Data Mining: Where to Dig First?
In the age of abundant data, obtaining insights out of mounds of data often becomes overwhelming even for seasoned analysts. In the data-mining business, more than half of the struggle is about determining “where to dig first.”
The main job of a modern data scientist is to answer business questions for decision-makers. To do that, they have to be translators between the business world and the technology world. This in-between position often creates a great amount of confusion for aspiring data scientists, as the gaps between business challenges and the elements that makes up the answers are very wide, even with all of the toolsets that are supposedly “easy to use.” That’s because insights do not come out of the toolsets automatically.
Business questions are often very high-level or even obscure. Such as:
- Let’s try this new feature with the “best” customers
- How do we improve customer “experience”?
- We did lots of marketing campaigns; what worked?

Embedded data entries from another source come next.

PR #6058, opened 2019-06-04
Implement Lost In Translocation quest

kaincenteno:
Added all npcs needed for the quest. Also changed name in npc_list to match file names of npcs.

I appreciate your feedback on my scripting, hopefully there's not as many errors as my first pull request.

As always, thank you 😸


scripts/zones/Batallia_Downs_[S]/npcs/Thorben.lua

When someone mentions “best” customers, statistically trained analysts jump into the mode of “Yeah! Let’s build some models!” If you are holding a hammer, everything may look like nails. But we are not supposed to build models just because we can. Why should we build a model and, if we do, whom are we going after? What does that word “best” mean to you?
Breaking that word down in mathematically representable terms is indeed the first step for the analyst (along with the decision-makers). That’s because “best” can mean lots of different things.
If the users of the information are in the retail business, in a classical sense, it could mean:
- Frequently Visiting Customers: Expressed in terms of “Number of transactions past 12 months,” “Life-to-date number of transactions,” “Average days between transactions,” “Number of Web visits,” etc.
- Big Spenders: Expressed in terms of “Average amount per transaction,” “Average amount per customer for past four years,” “Lifetime total amount,” etc.
- Recent Customers: Expressed in terms of “Days or weeks since last transaction.”
I am sure most young analysts would want requesters to express these terms like I did using actual variable names, but translating these terms into expressions that machines can understand is indeed their job. Also, even when these terms are agreed upon, exactly how high is high enough to be called the “best”? Top 10 percent? Top 100,000 customers? In terms of what, exactly? Cut-out based on some arbitrary dollar amount, like $10,000 per year? Just dollars, or frequency on top of it, too?